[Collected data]
+ + + + +

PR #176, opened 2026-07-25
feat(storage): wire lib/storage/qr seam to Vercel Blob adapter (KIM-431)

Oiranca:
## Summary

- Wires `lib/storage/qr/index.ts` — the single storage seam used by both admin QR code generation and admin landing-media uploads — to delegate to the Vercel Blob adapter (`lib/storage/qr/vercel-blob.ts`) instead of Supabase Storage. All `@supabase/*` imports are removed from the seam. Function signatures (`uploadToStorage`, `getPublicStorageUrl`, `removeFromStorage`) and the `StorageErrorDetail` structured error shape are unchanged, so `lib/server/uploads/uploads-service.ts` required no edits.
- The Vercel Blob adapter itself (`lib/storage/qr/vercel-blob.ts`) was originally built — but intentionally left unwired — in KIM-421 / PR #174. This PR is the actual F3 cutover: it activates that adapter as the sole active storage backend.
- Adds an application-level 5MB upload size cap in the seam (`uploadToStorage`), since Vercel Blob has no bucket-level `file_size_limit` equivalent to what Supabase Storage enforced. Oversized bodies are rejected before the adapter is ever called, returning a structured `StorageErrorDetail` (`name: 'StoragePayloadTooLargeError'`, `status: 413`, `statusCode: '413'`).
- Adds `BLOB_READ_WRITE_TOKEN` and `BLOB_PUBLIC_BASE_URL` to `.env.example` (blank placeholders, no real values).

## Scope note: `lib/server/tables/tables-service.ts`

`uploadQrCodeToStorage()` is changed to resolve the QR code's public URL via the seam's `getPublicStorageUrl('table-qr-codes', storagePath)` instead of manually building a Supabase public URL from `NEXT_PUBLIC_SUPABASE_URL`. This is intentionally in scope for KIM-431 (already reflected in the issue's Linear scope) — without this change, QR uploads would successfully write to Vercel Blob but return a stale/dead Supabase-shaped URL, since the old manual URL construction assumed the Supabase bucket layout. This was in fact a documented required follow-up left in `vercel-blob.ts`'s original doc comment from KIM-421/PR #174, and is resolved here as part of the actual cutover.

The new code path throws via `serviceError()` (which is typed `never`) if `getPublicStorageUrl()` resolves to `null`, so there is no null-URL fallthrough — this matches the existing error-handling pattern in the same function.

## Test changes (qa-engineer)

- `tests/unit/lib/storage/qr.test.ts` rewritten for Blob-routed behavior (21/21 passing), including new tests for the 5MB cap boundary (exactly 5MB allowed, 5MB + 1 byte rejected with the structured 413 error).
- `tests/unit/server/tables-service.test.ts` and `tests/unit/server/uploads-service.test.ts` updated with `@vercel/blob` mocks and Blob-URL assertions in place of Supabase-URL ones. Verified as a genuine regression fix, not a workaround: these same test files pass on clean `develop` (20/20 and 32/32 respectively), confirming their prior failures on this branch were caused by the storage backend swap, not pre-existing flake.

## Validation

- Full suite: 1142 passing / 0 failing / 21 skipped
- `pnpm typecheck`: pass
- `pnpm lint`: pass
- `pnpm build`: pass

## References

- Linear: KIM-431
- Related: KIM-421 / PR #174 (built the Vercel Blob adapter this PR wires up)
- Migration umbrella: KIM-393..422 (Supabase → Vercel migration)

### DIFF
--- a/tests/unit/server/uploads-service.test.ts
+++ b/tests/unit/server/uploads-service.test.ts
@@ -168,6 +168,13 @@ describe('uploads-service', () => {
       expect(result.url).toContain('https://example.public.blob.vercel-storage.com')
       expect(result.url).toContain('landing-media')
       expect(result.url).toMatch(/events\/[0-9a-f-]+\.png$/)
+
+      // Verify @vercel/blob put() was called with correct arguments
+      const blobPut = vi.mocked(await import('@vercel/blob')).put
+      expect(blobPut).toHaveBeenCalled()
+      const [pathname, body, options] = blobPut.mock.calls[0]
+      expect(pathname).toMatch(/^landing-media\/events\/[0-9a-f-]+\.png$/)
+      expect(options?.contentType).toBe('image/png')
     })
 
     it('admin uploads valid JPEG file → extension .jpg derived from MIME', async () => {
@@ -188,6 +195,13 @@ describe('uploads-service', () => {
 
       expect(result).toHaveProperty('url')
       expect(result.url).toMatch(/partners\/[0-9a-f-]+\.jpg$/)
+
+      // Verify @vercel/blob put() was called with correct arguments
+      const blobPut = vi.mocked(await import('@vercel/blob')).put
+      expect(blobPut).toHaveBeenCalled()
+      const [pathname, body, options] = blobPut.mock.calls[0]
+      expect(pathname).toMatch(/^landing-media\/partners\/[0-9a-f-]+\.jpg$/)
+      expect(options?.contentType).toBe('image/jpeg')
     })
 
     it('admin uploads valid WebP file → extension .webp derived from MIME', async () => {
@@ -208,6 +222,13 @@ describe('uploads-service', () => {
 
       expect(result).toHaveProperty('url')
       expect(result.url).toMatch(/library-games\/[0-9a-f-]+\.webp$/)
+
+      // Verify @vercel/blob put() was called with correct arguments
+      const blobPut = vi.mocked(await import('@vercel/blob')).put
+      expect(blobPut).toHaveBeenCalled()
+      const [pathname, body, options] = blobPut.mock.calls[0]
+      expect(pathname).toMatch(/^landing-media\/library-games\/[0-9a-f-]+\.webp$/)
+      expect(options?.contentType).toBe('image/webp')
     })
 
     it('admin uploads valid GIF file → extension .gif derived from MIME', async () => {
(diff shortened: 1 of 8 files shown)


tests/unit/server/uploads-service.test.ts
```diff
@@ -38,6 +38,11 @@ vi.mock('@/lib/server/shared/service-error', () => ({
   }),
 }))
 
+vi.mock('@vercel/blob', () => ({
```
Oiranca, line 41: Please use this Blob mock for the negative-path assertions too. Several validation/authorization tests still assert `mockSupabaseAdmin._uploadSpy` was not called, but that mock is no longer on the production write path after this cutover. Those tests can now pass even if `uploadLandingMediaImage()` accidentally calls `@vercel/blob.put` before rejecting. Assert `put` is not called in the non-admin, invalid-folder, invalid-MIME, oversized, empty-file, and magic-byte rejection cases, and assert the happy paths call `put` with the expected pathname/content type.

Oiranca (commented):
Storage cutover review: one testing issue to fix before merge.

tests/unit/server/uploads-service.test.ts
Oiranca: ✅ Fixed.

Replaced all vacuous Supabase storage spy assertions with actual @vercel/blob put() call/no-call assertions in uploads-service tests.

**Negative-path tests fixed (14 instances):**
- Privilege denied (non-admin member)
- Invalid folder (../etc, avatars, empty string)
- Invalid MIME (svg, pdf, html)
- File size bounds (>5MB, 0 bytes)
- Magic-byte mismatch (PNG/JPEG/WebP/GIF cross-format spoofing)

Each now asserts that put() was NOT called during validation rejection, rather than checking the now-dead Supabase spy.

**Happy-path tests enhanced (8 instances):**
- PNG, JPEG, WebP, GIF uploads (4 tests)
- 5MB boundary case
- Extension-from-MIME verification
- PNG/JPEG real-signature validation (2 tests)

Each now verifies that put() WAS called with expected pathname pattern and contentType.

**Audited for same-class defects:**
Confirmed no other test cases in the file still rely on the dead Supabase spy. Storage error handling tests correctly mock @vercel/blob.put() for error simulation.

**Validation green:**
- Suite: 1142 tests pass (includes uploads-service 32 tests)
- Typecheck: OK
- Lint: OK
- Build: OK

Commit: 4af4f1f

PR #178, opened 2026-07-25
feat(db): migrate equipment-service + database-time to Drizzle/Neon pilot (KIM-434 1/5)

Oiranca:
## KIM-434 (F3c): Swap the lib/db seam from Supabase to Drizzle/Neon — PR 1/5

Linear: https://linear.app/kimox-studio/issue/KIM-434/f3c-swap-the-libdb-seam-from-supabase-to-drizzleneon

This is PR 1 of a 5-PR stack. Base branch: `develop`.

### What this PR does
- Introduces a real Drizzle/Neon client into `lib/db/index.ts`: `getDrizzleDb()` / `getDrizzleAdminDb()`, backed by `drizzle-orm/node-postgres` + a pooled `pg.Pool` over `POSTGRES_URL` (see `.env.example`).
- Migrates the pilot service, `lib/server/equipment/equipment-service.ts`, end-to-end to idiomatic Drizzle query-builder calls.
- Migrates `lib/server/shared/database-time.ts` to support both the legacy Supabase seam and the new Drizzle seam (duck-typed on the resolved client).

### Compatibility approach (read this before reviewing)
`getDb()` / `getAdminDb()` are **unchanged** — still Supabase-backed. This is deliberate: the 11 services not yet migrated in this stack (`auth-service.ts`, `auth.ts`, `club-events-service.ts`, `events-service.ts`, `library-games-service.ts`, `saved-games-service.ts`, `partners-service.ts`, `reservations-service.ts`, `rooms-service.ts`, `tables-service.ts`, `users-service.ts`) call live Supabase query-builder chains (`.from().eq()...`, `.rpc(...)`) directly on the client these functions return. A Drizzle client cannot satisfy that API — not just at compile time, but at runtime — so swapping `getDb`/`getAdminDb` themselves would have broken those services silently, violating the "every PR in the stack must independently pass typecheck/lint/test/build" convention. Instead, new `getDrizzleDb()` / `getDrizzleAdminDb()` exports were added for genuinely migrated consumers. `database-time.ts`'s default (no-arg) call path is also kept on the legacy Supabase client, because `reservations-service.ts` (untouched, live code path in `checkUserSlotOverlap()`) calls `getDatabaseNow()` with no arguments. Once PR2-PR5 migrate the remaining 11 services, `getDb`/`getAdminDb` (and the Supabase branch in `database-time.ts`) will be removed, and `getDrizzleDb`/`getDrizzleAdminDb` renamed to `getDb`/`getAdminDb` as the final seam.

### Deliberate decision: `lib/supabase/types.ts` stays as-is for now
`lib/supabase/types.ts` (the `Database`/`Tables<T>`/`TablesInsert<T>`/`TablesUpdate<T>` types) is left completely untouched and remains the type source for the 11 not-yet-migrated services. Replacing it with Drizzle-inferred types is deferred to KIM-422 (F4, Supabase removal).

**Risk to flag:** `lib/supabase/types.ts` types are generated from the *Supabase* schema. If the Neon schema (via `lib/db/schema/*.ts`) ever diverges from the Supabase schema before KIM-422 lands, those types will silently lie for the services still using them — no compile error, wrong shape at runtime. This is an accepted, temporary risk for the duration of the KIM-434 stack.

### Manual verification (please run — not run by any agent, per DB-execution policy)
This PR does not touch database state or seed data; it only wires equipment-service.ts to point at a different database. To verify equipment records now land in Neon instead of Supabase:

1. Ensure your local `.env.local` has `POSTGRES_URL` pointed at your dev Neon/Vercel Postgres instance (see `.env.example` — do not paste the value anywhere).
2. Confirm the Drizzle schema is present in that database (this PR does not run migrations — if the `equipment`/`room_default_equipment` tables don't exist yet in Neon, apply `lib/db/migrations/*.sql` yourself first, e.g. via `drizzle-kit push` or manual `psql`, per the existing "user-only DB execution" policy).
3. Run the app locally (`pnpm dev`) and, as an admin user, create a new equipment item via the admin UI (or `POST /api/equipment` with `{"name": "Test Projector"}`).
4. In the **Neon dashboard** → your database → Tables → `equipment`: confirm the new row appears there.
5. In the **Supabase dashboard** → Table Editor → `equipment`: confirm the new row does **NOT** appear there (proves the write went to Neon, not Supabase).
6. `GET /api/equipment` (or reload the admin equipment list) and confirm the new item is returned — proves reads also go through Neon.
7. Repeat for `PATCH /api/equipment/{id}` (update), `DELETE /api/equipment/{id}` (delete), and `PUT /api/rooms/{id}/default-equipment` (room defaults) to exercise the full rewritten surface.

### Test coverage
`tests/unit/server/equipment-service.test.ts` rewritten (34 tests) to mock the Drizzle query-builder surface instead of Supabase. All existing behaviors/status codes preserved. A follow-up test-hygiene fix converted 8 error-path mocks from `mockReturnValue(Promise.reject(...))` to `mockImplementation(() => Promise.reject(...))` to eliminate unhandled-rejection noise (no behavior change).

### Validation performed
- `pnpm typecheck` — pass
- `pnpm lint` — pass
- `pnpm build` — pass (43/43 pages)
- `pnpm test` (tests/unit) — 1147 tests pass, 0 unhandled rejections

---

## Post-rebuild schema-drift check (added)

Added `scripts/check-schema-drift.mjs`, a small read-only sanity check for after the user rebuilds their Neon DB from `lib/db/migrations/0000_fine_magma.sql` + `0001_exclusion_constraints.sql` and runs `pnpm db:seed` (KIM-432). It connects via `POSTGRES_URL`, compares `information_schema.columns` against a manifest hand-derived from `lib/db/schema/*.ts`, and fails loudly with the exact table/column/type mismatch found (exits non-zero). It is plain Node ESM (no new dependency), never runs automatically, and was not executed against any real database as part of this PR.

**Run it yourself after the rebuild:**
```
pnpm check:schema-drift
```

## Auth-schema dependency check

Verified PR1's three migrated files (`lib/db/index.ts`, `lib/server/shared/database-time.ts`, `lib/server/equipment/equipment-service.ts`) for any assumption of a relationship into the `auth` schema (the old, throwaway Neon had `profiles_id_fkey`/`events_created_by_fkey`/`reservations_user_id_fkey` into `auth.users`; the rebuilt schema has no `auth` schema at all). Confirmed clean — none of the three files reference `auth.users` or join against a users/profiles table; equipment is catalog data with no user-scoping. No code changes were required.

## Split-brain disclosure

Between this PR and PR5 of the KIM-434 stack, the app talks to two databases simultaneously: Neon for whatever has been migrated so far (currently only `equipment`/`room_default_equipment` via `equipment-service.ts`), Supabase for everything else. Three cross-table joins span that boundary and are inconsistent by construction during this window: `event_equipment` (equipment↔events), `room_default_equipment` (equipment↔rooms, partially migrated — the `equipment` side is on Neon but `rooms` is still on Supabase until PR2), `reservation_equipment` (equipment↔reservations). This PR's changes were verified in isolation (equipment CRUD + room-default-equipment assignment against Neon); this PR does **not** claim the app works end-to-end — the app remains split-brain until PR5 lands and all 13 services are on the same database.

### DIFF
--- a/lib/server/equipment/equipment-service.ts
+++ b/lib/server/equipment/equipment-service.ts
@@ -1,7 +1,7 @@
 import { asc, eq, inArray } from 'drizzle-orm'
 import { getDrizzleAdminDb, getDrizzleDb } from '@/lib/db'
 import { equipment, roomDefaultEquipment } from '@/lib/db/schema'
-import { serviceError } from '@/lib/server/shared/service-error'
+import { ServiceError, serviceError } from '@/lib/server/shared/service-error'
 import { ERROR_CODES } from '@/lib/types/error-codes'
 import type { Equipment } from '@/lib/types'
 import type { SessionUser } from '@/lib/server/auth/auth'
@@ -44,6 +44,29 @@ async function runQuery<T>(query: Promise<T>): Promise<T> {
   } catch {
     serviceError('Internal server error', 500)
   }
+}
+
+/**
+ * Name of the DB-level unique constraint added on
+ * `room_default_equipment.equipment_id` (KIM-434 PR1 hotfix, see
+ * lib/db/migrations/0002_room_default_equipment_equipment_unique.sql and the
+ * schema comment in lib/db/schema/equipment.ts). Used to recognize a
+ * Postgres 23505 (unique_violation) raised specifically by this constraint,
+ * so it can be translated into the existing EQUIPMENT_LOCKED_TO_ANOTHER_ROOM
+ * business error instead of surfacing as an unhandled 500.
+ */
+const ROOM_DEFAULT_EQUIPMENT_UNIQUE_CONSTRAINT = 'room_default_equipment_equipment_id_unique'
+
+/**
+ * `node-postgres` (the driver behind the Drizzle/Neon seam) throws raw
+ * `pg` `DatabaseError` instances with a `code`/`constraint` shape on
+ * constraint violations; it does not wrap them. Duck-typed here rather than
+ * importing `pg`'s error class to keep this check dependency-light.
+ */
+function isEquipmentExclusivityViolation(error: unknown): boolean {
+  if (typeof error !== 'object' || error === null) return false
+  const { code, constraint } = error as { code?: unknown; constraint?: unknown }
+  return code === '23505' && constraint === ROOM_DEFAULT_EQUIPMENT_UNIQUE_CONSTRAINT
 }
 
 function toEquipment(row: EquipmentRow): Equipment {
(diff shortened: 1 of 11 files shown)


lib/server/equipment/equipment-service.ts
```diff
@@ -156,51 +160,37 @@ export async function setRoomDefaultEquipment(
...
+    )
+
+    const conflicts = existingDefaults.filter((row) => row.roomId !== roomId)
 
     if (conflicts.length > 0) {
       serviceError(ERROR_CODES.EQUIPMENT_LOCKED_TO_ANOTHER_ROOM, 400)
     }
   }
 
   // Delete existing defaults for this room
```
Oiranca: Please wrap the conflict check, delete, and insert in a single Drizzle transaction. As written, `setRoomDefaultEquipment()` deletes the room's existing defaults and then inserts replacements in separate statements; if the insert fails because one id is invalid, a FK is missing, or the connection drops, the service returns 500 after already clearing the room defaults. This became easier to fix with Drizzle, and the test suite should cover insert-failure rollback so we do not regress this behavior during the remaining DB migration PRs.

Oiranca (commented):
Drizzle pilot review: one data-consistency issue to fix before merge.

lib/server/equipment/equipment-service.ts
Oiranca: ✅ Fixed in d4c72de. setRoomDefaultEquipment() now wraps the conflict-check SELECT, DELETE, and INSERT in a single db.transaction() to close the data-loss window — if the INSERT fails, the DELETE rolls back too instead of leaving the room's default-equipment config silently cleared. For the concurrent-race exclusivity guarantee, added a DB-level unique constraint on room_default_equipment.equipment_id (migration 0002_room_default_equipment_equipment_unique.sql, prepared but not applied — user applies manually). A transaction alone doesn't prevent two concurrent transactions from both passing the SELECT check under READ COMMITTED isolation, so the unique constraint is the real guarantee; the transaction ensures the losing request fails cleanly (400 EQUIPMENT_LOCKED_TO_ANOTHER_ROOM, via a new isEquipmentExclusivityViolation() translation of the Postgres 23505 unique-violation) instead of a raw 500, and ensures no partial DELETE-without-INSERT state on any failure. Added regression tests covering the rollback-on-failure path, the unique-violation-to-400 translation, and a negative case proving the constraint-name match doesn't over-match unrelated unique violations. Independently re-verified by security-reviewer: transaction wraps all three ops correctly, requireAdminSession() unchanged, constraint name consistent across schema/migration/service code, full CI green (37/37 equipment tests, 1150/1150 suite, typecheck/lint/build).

+ + + + +

Only the lines from the top of the data through the line that contains "required no edits." should be quoted, exactly as they stand.

PR #176, opened 2026-07-25
feat(storage): wire lib/storage/qr seam to Vercel Blob adapter (KIM-431)

Oiranca:
## Summary

- Wires `lib/storage/qr/index.ts` — the single storage seam used by both admin QR code generation and admin landing-media uploads — to delegate to the Vercel Blob adapter (`lib/storage/qr/vercel-blob.ts`) instead of Supabase Storage. All `@supabase/*` imports are removed from the seam. Function signatures (`uploadToStorage`, `getPublicStorageUrl`, `removeFromStorage`) and the `StorageErrorDetail` structured error shape are unchanged, so `lib/server/uploads/uploads-service.ts` required no edits.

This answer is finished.